* **WHAT TO WORK ON**
Nothing but an exact copy of the listing should be given.

* **INPUT**
PR #635, opened 2022-03-22
ACDC: Passing `epoch = float('inf)` when applying recipe to a model.

dbogunowicz:
When applying a checkpoint recipe containing ACDCPruningModifier to a model, the modifier's `get_applied_sparsity_for_epoch` method receives `epoch=float('inf')`. This breaks the modifier (`cannot convert float infinity to integer`).
This diff is my best and quickest way how to mitigate this problem, but I am open for suggestions.


bfineran (dismissed):
good catch, this looks reasonable, main thing we want to ensure is that when epoch=inf, we apply the compression sparsity

dbogunowicz:
note to myself: I am pretty confident my diff will not influence the inference; it exclusively affects the training. But I shall double-check before merging.

bfineran (approved):

rahul-tuli (approved):
lgtm!

PR #639, opened 2022-03-23
fixing 2nd dataset load issue

spacemanidol:


src/sparseml/transformers/masked_language_modeling.py
```diff
@@ -28,7 +28,7 @@
 
 # You can also adapt this script on your own masked language modeling task.
 # Pointers for this are left as comments
-
+import pdb
```
bfineran, line 31: nit: remove pdb import

natuan (commented):
@spacemanidol looks like you need to run isort

src/sparseml/transformers/masked_language_modeling.py
spacemanidol: fixed

bfineran (approved):

markurtz (approved):

PR #643, opened 2022-03-25
prevent block mask creator from mutating modifier mask type

bfineran:


KSGulin (approved):

bfineran:
all credit to @KSGulin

* **EXERCISE RESPONSE**
PR #635, opened 2022-03-22
ACDC: Passing `epoch = float('inf)` when applying recipe to a model.

dbogunowicz:
When applying a checkpoint recipe containing ACDCPruningModifier to a model, the modifier's `get_applied_sparsity_for_epoch` method receives `epoch=float('inf')`. This breaks the modifier (`cannot convert float infinity to integer`).
This diff is my best and quickest way how to mitigate this problem, but I am open for suggestions.


bfineran (dismissed):
good catch, this looks reasonable, main thing we want to ensure is that when epoch=inf, we apply the compression sparsity

dbogunowicz:
note to myself: I am pretty confident my diff will not influence the inference; it exclusively affects the training. But I shall double-check before merging.

bfineran (approved):

rahul-tuli (approved):
lgtm!

PR #639, opened 2022-03-23
fixing 2nd dataset load issue

spacemanidol:


src/sparseml/transformers/masked_language_modeling.py
```diff
@@ -28,7 +28,7 @@
 
 # You can also adapt this script on your own masked language modeling task.
 # Pointers for this are left as comments
-
+import pdb
```
bfineran, line 31: nit: remove pdb import

natuan (commented):
@spacemanidol looks like you need to run isort

src/sparseml/transformers/masked_language_modeling.py
spacemanidol: fixed

bfineran (approved):

markurtz (approved):

PR #643, opened 2022-03-25
prevent block mask creator from mutating modifier mask type

bfineran:


KSGulin (approved):

bfineran:
all credit to @KSGulin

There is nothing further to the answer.